The title says it all... I think! Not so poetic, simply heartfelt


----------



## Zoléalie

In this case, heartfelt is very romantic !  This song title does magnificently illustrating what everyone was saying about weakening "iamer" by addig word to it ! good find  

and pour mettre mon grain de sel  


Nywoe, to answer your question about : je t'adore. 

Nico is right, it is, nowadays and in certain situations, lesser than "je t'aime", but only for people, not things.

In fact, _adorer_ was a very strong word, a verb used in the sense : _to worship_ a god or a godess. 

Later, it has been used in every day language and has two different uses : ( well, plenty, but  )

1) for things : _J'adore le chocolat_ will be stronger than _j'aime le chocolat._
( I love chocolate, vs I adore chocolate, or I luuuurve chocolate  )

2) for people : when you like someone but do not love them, you are always carefull either to add something to lessen the verb "aimer", or to use another verb ( as someone explained very well with _"je t'aime bien")_

saying : "_je t'adore_" to someone is not as strong as "_Je t'aime_". 
Imagine, you're a girl and one of your best male friends is in love with you. If you say to him, _je t'adore_, it's a kind way of saying : I'm extremely fond of you, you're my best friend, but I don't _love_ you.

So *any word stronger than "aimer", will stay stronger for things, but be weaker in a romantic context*. Nothing is as strong as "aimer" in a romantic context... see ?


----------



## Nywoe

Ah!!   Yes I do, thank you very much Zoléalie for the clarifications!!  Much appreciated.
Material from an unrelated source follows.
PR #841, opened 2025-06-22
improve Ptr trait

burrbull:


burrbull:
@therealprof review, please.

I wouldn't want to go saying the wrong phrase to anyone


----------



## Tsarina

Zoléalie said:
			
		

> In this case, heartfelt is very romantic !
> 
> 
> 
> 
> ZOLEALIE
> So *any word stronger than "aimer", will stay stronger for things, but be weaker in a romantic context*. Nothing is as strong as "aimer" in a romantic context... see ?
> 
> 
> 
> 
> En voila! Merci --- (j'adore le chocolat, I luuuuuuuve chocolate.yum)
Click to expand...


----------



## Zoléalie

LOL, perhaps I should have written : J'adôôôôôre le chocolat !


----------



## Lora

This thread has positively made my day. How romantic and sweet and lovely.

J'aime le français!  Pun intended.

Merci!


----------



## Login

Lora said:
			
		

> Really, oh right that's interesting...see it's kind of the opposite in English.


What do you mean exaclty ? Isn't "I love you" the strongest way to say "je t'aime" ??

Login confused today... Must be the fiever


----------



## Benjy

Login said:
			
		

> What do you mean exaclty ? Isn't "I love you" the strongest way to say "je t'aime" ??
> 
> Login confused today... Must be the fiever



YESH it is


----------



## Lora

Oooh sorry - what I mean is that in English 'I love you' can be strengthed by saying,
'I love you a lot'
'I really love you'

Whereas in French, words like 'bien' or 'beaucoup' apparently weaken the meaning of 'aimer' this isn't the case in English.

Sorry for the confusion there


----------



## Login

Lora said:
			
		

> Oooh sorry - what I mean is that in English 'I love you' can be strengthed by saying,
> 'I love you a lot'
> 'I really love you'
> 
> Whereas in French, words like 'bien' or 'beaucoup' apparently weaken the meaning of 'aimer' this isn't the case in English.
> 
> Sorry for the confusion there


 
Do other English natives agree with that ?


----------



## Zoléalie

Hum, although I'm not an english native, I would have thought : I really love you strengthens the word love, but in french also : je t'aime vraiment. (usually said if the person you love doubts it ) 

As for : I love you a lot, I don't know why but to me it weakens the romantic meaning of the concept "love"... I'd say I love you a lot to my parents, child, friend.. to a lover I'd simply say I love you....( madly  ) 
Is my french side leading me astray here ? 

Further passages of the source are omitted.